**Exercise directions**
Retyping the entire listing exactly is the task.

**Source material**
PR #1218, opened 2026-06-05
fix(#1898): __object_create struct.new omits nextSeq — P0 standalone regression (-1,805)

ttraenkler:
## P0 — restores ~1,805 standalone test262 passes

Standalone test262 regressed **28.94% → 24.76% (pass 12,481 → 10,676, −1,805)** with
`compile_error +5,582` immediately after #1196 (native prototype-chain ops) merged.
Default (gc) lane unaffected; standalone isn't a merge-gating check, so it slipped through.

### Root cause
#1837 grew `$Object` to 6 fields (added `nextSeq`). #1196 (commit `c696b1ffc`) added
`__object_create` whose `struct.new $Object` pushed only **5** operands
(`proto, props, 0, 0, 0`) — missing the `nextSeq` push the sibling `__new_plain_object`
already had. Since `ensureObjectRuntime` emits `__object_create` **unconditionally**
(standalone-gated), **every** standalone program touching the open-object runtime — even
`const o:any={}; o["y"]=2;` which never calls `Object.create` — emitted an invalid module:

```
Compiling function #N:"__object_create" failed:
  not enough arguments on the stack for struct.new (need 6, got 5)
```

### Fix
Add the missing `nextSeq: 0` push so `__object_create`'s `struct.new` supplies all 6
fields (matching `__new_plain_object`). One-line fix-forward.

Verified: only two `struct.new $Object` sites exist (`object-runtime.ts:332`
`__new_plain_object`, `:1205` `__object_create`); both now 6-operand. #1211
(`__extern_get` re-route) touches no `struct.new` — ruled out.

### Relationship to #1195
PR #1195 (in/hasOwn, in CI) carries this identical fix bundled with its feature. This
minimal fix-forward restores the −1,805 passes **immediately** rather than waiting on
#1195's larger payload. The two changes are identical/idempotent and merge cleanly.

### Test
`tests/issue-1898.test.ts` (new, 3 tests): bare open-object + `Object.create` both
instantiate (empty imports) without a `struct.new` arity error; default-gc path
unaffected. A stale operand count fails `WebAssembly.compile`, guarding every
`struct.new $Object` site. tsc clean.

### DIFF
--- a/plan/issues/1898-standalone-object-create-nextseq-regression.md
+++ b/plan/issues/1898-standalone-object-create-nextseq-regression.md
@@ -1,0 +1,78 @@
+---
+id: 1898
+title: "standalone REGRESSION: __object_create struct.new omits nextSeq → invalid Wasm for all open-object programs"
+status: done
+created: 2026-06-05
+completed: 2026-06-05
+priority: critical
+feasibility: easy
+reasoning_effort: low
+task_type: bugfix
+area: codegen, runtime
+language_feature: objects, standalone
+goal: standalone-mode, host-independence
+sprint: 59
+related: [1472, 1196, 1837]
+---
+# #1898 — Standalone __object_create struct.new omits nextSeq (P0 regression)
+
+## Symptom
+
+Standalone test262 regressed hard immediately after #1196 (native
+prototype-chain ops) merged: **28.94% → 24.76% (pass 12,481 → 10,676,
+−1,805)**, with `compile_error` jumping **+5,582 (21,854 → 27,436)** and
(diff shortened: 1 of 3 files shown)


ttraenkler:
Closing as redundant: the P0 regression is already fixed on main. Slice 7 PR #1216 (merged at 6c9f3767b) carried the same __object_create nextSeq(#1837) one-liner alongside Object.setPrototypeOf. Verified on current main aaf762478: standalone open-object + Object.create programs now produce valid Wasm. The tests/issue-1898.test.ts regression guard from this PR can be re-landed separately if a dedicated guard is wanted (the #1897 standalone CI gate is the broader safety net).

PR #1274, opened 2026-06-07
feat(temporal): add minimal native Temporal subset

ttraenkler:
## Summary

Adds a minimal native Temporal implementation for issue #661. The compiler now lowers selected `Temporal.PlainDate`, `Temporal.PlainTime`, `Temporal.Duration`, and `Temporal.Now.plainDateISO()` construction, parsing, getters, formatting, equality, and arithmetic directly into Wasm/runtime helpers.

The implementation follows the TC39 Temporal proposal shape for the supported surface while keeping the subset explicit instead of trying to compile the full polyfill in this pass.

## Validation

- `pnpm exec tsc --noEmit --pretty false`
- `pnpm exec vitest run tests/issue-661.test.ts`
- `pnpm exec prettier --check src/codegen/temporal-native.ts src/codegen/expressions/calls.ts src/codegen/expressions/new-super.ts src/codegen/property-access.ts src/runtime.ts tests/issue-661.test.ts plan/issues/661-temporal-api-via-compiled-polyfill.md`
- pre-push hook: typecheck, lint, format check, issue integrity


ttraenkler:
## Shepherd analysis — codegen corruption fixed; regression gate red is the feature's inherent tradeoff, NOT drift

**The bisected defect is fixed** (commit 7507924d6, head e795e6a00). Mechanism: `temporalKindForExpression` probed the local table with `getLocalType(fctx, fctx.localMap.get(name) ?? -1)`. For identifiers with no local slot (builtin namespaces: `Number`, `Math`, `Symbol`, `Object`), index `-1` made `getLocalType` evaluate `fctx.params[-1].type` → TypeError. The exception escaped the Temporal property-access hook into the generic codegen fallback, which compiled the whole member access to `f64.const 0` — corrupting `Number.POSITIVE_INFINITY`, Math constants, `Symbol.iterator`, `Object.create`, etc. in non-Temporal programs. Fix: only probe `getLocalType` when `localMap` actually has the identifier, so the hook declines cheaply and side-effect-free.

**Result**: equivalence-gate green (was 48 regressions), all 8 equivalence shards green, all 114 test262 shards green, all 3 required checks green (cheap gate / merge shard reports / quality). The catastrophic 7,512 pass→fail explosion (CE 1,095 → 14,783) is gone.

**Remaining red: `check for test262 regressions` — net -18 (77 ↓ / 59 ↑). I verified this against the FRESH baselines-repo JSONL (post-fbe31c3a9): identical 77/59, so it is not stale-baseline drift.**

Breakdown of the 77:
- **71 are `test/built-ins/Temporal/**` negative-validation tests** — unique to this PR. On main, `Temporal` is undefined, so any expected-throw test passes spuriously; the minimal subset evaluates instead of throwing (the issue file explicitly defers option bags / validation / edge ordering to follow-up). ~40 are deep ISO-8601 grammar validation (`argument-string-*`, UTC designators, calendar annotations, sub-minute offsets); ~31 are option-bag / range / non-integer / mixed-sign validation.
- 2 `pass → compile_timeout` (TypedArray) — runner-load flake per project rule.
- 4 misc (eval/annexB, RegExp escape, RegExp legacy-accessors, String split) — overlap with PR #1262's simultaneous 4-test failure → shared drift/flake.

The 59 improvements are Temporal tests that now genuinely pass.

**Escalation per dev-self-merge criteria** (net_per_test < 0, single bucket 71 > 50): NOT enqueueing on my own authority. Options for the lead:
1. **Accept the tradeoff** and merge — the PR trades 71 spurious passes for 59 real ones plus a working Temporal subset; the binary regression check is not in the required set.
2. **Require follow-up validation first** — a spec-first ISO-grammar validator in the `__temporal_*_from_string_field` runtime helpers (throw RangeError) would flip ~40 back, turning net to roughly +22 with bucket ~31 (<50), satisfying the self-merge criteria. That is feature work beyond this shepherding fix.
3. Hold the PR.

PR #1303, opened 2026-06-10
fix(scripts): raise maxBuffer on update-issues.mjs git-log spawn

ttraenkler:
`loadIssueHistory` in `scripts/update-issues.mjs` spawns `git log --find-renames --name-status` over all of `plan/issues`. On a full-history checkout that output now exceeds Node's default 1 MiB `spawnSync` buffer, so the script dies with `ENOBUFS` — which crashes the pre-push #1616 issue-integrity gate with an opaque 1 MB rename dump instead of a verdict. (Shallow CI clones stay under the limit, which is why CI never caught it.)

I hit this on a fork with full history; the fix is a `maxBuffer: 256 MiB` on the spawn — ~2 orders of magnitude headroom over today's output.

Verified: `node scripts/update-issues.mjs --check` exits 0 on a full-history clone after the change.


ttraenkler:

**Solved exercise**
PR #1218, opened 2026-06-05
fix(#1898): __object_create struct.new omits nextSeq — P0 standalone regression (-1,805)

ttraenkler:
## P0 — restores ~1,805 standalone test262 passes

Standalone test262 regressed **28.94% → 24.76% (pass 12,481 → 10,676, −1,805)** with
`compile_error +5,582` immediately after #1196 (native prototype-chain ops) merged.
Default (gc) lane unaffected; standalone isn't a merge-gating check, so it slipped through.

### Root cause
#1837 grew `$Object` to 6 fields (added `nextSeq`). #1196 (commit `c696b1ffc`) added
`__object_create` whose `struct.new $Object` pushed only **5** operands
(`proto, props, 0, 0, 0`) — missing the `nextSeq` push the sibling `__new_plain_object`
already had. Since `ensureObjectRuntime` emits `__object_create` **unconditionally**
(standalone-gated), **every** standalone program touching the open-object runtime — even
`const o:any={}; o["y"]=2;` which never calls `Object.create` — emitted an invalid module:

```
Compiling function #N:"__object_create" failed:
  not enough arguments on the stack for struct.new (need 6, got 5)
```

### Fix
Add the missing `nextSeq: 0` push so `__object_create`'s `struct.new` supplies all 6
fields (matching `__new_plain_object`). One-line fix-forward.

Verified: only two `struct.new $Object` sites exist (`object-runtime.ts:332`
`__new_plain_object`, `:1205` `__object_create`); both now 6-operand. #1211
(`__extern_get` re-route) touches no `struct.new` — ruled out.

### Relationship to #1195
PR #1195 (in/hasOwn, in CI) carries this identical fix bundled with its feature. This
minimal fix-forward restores the −1,805 passes **immediately** rather than waiting on
#1195's larger payload. The two changes are identical/idempotent and merge cleanly.

### Test
`tests/issue-1898.test.ts` (new, 3 tests): bare open-object + `Object.create` both
instantiate (empty imports) without a `struct.new` arity error; default-gc path
unaffected. A stale operand count fails `WebAssembly.compile`, guarding every
`struct.new $Object` site. tsc clean.

### DIFF
--- a/plan/issues/1898-standalone-object-create-nextseq-regression.md
+++ b/plan/issues/1898-standalone-object-create-nextseq-regression.md
@@ -1,0 +1,78 @@
+---
+id: 1898
+title: "standalone REGRESSION: __object_create struct.new omits nextSeq → invalid Wasm for all open-object programs"
+status: done
+created: 2026-06-05
+completed: 2026-06-05
+priority: critical
+feasibility: easy
+reasoning_effort: low
+task_type: bugfix
+area: codegen, runtime
+language_feature: objects, standalone
+goal: standalone-mode, host-independence
+sprint: 59
+related: [1472, 1196, 1837]
+---
+# #1898 — Standalone __object_create struct.new omits nextSeq (P0 regression)
+
+## Symptom
+
+Standalone test262 regressed hard immediately after #1196 (native
+prototype-chain ops) merged: **28.94% → 24.76% (pass 12,481 → 10,676,
+−1,805)**, with `compile_error` jumping **+5,582 (21,854 → 27,436)** and
(diff shortened: 1 of 3 files shown)


ttraenkler:
Closing as redundant: the P0 regression is already fixed on main. Slice 7 PR #1216 (merged at 6c9f3767b) carried the same __object_create nextSeq(#1837) one-liner alongside Object.setPrototypeOf. Verified on current main aaf762478: standalone open-object + Object.create programs now produce valid Wasm. The tests/issue-1898.test.ts regression guard from this PR can be re-landed separately if a dedicated guard is wanted (the #1897 standalone CI gate is the broader safety net).

PR #1274, opened 2026-06-07
feat(temporal): add minimal native Temporal subset

ttraenkler:
## Summary

Adds a minimal native Temporal implementation for issue #661. The compiler now lowers selected `Temporal.PlainDate`, `Temporal.PlainTime`, `Temporal.Duration`, and `Temporal.Now.plainDateISO()` construction, parsing, getters, formatting, equality, and arithmetic directly into Wasm/runtime helpers.

The implementation follows the TC39 Temporal proposal shape for the supported surface while keeping the subset explicit instead of trying to compile the full polyfill in this pass.

## Validation

- `pnpm exec tsc --noEmit --pretty false`
- `pnpm exec vitest run tests/issue-661.test.ts`
- `pnpm exec prettier --check src/codegen/temporal-native.ts src/codegen/expressions/calls.ts src/codegen/expressions/new-super.ts src/codegen/property-access.ts src/runtime.ts tests/issue-661.test.ts plan/issues/661-temporal-api-via-compiled-polyfill.md`
- pre-push hook: typecheck, lint, format check, issue integrity


ttraenkler:
## Shepherd analysis — codegen corruption fixed; regression gate red is the feature's inherent tradeoff, NOT drift

**The bisected defect is fixed** (commit 7507924d6, head e795e6a00). Mechanism: `temporalKindForExpression` probed the local table with `getLocalType(fctx, fctx.localMap.get(name) ?? -1)`. For identifiers with no local slot (builtin namespaces: `Number`, `Math`, `Symbol`, `Object`), index `-1` made `getLocalType` evaluate `fctx.params[-1].type` → TypeError. The exception escaped the Temporal property-access hook into the generic codegen fallback, which compiled the whole member access to `f64.const 0` — corrupting `Number.POSITIVE_INFINITY`, Math constants, `Symbol.iterator`, `Object.create`, etc. in non-Temporal programs. Fix: only probe `getLocalType` when `localMap` actually has the identifier, so the hook declines cheaply and side-effect-free.

**Result**: equivalence-gate green (was 48 regressions), all 8 equivalence shards green, all 114 test262 shards green, all 3 required checks green (cheap gate / merge shard reports / quality). The catastrophic 7,512 pass→fail explosion (CE 1,095 → 14,783) is gone.

**Remaining red: `check for test262 regressions` — net -18 (77 ↓ / 59 ↑). I verified this against the FRESH baselines-repo JSONL (post-fbe31c3a9): identical 77/59, so it is not stale-baseline drift.**

Breakdown of the 77:
- **71 are `test/built-ins/Temporal/**` negative-validation tests** — unique to this PR. On main, `Temporal` is undefined, so any expected-throw test passes spuriously; the minimal subset evaluates instead of throwing (the issue file explicitly defers option bags / validation / edge ordering to follow-up). ~40 are deep ISO-8601 grammar validation (`argument-string-*`, UTC designators, calendar annotations, sub-minute offsets); ~31 are option-bag / range / non-integer / mixed-sign validation.
- 2 `pass → compile_timeout` (TypedArray) — runner-load flake per project rule.
- 4 misc (eval/annexB, RegExp escape, RegExp legacy-accessors, String split) — overlap with PR #1262's simultaneous 4-test failure → shared drift/flake.

The 59 improvements are Temporal tests that now genuinely pass.

**Escalation per dev-self-merge criteria** (net_per_test < 0, single bucket 71 > 50): NOT enqueueing on my own authority. Options for the lead:
1. **Accept the tradeoff** and merge — the PR trades 71 spurious passes for 59 real ones plus a working Temporal subset; the binary regression check is not in the required set.
2. **Require follow-up validation first** — a spec-first ISO-grammar validator in the `__temporal_*_from_string_field` runtime helpers (throw RangeError) would flip ~40 back, turning net to roughly +22 with bucket ~31 (<50), satisfying the self-merge criteria. That is feature work beyond this shepherding fix.
3. Hold the PR.

PR #1303, opened 2026-06-10
fix(scripts): raise maxBuffer on update-issues.mjs git-log spawn

ttraenkler:
`loadIssueHistory` in `scripts/update-issues.mjs` spawns `git log --find-renames --name-status` over all of `plan/issues`. On a full-history checkout that output now exceeds Node's default 1 MiB `spawnSync` buffer, so the script dies with `ENOBUFS` — which crashes the pre-push #1616 issue-integrity gate with an opaque 1 MB rename dump instead of a verdict. (Shallow CI clones stay under the limit, which is why CI never caught it.)

I hit this on a fork with full history; the fix is a `maxBuffer: 256 MiB` on the spawn — ~2 orders of magnitude headroom over today's output.

Verified: `node scripts/update-issues.mjs --check` exits 0 on a full-history clone after the change.


ttraenkler:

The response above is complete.